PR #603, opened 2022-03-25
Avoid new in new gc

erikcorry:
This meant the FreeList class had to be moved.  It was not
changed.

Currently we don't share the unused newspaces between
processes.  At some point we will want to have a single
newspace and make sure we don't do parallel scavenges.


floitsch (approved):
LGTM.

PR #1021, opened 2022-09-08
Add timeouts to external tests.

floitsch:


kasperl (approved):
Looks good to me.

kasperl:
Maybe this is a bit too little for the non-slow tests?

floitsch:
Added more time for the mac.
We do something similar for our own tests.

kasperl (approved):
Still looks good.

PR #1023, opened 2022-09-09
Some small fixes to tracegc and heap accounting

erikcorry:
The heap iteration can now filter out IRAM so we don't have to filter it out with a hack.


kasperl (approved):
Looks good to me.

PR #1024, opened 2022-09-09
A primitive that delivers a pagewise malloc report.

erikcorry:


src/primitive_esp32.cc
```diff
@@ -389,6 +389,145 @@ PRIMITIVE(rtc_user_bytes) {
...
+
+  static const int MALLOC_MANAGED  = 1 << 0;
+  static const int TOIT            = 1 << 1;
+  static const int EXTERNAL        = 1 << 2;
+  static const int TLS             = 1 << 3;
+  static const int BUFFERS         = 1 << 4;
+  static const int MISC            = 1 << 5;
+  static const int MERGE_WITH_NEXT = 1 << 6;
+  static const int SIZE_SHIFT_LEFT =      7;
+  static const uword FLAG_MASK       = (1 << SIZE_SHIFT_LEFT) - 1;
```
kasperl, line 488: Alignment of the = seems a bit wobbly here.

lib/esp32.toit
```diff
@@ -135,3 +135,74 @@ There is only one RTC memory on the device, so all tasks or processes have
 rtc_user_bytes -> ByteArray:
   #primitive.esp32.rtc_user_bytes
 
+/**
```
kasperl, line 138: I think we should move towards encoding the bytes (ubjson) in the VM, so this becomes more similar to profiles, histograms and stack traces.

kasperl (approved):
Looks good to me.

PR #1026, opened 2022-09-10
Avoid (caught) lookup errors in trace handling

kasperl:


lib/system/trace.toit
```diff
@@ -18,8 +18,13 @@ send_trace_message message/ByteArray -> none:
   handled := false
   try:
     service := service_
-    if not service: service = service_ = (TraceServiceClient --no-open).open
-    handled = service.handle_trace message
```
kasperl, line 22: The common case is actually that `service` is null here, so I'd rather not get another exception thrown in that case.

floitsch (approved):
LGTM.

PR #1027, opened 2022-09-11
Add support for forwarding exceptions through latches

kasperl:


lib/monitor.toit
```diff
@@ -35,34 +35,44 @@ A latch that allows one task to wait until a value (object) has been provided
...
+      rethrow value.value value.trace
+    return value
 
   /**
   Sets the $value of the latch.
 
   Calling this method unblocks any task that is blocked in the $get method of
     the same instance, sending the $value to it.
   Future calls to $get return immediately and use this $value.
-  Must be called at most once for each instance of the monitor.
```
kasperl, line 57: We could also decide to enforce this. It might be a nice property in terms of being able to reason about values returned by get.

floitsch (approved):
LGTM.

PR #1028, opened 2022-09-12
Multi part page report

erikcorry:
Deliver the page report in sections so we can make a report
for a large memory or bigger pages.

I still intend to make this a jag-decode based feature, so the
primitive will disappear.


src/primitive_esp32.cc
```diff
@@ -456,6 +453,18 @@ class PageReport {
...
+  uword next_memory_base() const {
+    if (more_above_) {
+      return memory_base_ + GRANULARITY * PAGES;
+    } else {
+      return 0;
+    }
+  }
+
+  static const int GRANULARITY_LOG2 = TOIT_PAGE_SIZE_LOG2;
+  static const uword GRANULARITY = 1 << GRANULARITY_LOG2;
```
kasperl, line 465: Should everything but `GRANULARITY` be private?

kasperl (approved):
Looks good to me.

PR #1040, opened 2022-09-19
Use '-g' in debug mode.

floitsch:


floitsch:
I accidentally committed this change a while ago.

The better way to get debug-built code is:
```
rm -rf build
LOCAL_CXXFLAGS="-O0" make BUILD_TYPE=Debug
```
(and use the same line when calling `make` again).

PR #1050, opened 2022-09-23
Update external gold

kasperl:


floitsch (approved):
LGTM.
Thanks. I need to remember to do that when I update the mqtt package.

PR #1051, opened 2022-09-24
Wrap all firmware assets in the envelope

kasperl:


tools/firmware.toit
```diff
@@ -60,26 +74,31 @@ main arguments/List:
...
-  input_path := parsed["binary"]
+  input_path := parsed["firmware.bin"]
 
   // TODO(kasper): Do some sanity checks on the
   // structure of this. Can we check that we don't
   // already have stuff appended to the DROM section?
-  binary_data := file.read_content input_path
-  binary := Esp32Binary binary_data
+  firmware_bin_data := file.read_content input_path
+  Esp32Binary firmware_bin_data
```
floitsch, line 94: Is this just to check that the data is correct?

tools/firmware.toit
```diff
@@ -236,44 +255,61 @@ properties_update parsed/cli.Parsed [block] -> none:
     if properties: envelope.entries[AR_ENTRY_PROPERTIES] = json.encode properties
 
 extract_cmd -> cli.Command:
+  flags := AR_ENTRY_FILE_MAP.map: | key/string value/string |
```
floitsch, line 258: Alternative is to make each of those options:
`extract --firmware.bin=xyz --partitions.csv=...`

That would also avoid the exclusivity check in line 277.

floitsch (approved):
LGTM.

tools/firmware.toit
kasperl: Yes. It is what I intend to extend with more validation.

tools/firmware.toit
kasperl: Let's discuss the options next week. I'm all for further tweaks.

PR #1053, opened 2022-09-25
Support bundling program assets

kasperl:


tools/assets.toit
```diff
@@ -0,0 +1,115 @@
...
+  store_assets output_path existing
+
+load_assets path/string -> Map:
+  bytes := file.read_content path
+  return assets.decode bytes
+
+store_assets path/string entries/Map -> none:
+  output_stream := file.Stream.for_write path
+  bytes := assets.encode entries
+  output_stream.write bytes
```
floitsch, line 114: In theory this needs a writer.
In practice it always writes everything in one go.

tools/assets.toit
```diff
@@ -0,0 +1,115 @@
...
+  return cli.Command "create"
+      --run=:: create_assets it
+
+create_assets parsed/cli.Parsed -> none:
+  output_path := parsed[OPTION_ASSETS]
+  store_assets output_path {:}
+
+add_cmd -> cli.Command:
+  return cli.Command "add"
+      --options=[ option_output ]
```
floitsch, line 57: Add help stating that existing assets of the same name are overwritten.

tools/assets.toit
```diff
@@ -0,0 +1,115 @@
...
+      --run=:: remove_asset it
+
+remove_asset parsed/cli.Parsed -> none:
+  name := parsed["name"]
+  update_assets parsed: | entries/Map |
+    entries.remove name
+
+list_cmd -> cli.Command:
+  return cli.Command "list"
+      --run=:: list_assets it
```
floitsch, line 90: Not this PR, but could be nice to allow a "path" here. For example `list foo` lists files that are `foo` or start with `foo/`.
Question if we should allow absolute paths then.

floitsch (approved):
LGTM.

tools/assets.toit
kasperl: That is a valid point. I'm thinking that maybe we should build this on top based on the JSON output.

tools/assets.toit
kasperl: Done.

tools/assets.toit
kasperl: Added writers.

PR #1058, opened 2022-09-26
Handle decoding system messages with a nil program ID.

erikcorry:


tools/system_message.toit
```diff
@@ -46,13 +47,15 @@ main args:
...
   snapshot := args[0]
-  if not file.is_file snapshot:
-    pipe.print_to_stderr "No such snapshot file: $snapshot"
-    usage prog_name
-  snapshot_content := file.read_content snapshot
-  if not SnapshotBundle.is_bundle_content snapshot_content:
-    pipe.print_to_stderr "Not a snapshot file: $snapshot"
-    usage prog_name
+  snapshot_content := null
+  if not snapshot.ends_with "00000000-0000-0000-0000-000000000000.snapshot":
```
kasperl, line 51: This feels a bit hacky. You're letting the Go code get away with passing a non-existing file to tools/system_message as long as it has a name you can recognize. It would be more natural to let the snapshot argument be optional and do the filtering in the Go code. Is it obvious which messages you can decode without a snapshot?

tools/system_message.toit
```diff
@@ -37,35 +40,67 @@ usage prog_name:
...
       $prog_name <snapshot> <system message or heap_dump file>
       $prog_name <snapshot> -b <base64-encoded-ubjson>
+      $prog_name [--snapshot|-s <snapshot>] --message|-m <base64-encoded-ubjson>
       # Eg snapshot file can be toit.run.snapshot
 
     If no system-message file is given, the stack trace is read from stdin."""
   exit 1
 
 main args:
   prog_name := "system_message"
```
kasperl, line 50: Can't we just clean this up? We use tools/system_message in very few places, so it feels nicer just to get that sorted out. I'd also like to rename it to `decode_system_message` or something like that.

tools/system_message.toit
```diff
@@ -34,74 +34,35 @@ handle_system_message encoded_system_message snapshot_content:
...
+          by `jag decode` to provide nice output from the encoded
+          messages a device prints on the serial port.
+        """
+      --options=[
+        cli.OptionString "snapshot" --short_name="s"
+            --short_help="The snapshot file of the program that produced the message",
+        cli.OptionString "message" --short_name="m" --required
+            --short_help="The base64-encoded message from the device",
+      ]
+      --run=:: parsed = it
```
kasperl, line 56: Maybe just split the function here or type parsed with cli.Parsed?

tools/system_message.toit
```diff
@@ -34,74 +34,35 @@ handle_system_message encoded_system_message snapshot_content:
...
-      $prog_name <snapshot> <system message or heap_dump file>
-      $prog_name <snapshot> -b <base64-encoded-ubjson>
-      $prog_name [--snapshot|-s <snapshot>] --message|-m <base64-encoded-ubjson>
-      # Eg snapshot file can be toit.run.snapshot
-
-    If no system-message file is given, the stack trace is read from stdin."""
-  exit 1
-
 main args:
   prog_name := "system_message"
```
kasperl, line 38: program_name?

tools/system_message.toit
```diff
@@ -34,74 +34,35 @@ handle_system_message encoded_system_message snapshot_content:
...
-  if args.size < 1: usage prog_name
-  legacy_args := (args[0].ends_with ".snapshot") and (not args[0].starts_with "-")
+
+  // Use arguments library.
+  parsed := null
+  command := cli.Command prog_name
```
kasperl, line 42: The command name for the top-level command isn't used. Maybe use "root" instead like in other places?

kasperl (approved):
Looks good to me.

-=-=-

If a line in the records above has the word "processes", copy it out.

● **Solution for this task**:
processes.  At some point we will want to have a single
@@ -135,3 +135,74 @@ There is only one RTC memory on the device, so all tasks or processes have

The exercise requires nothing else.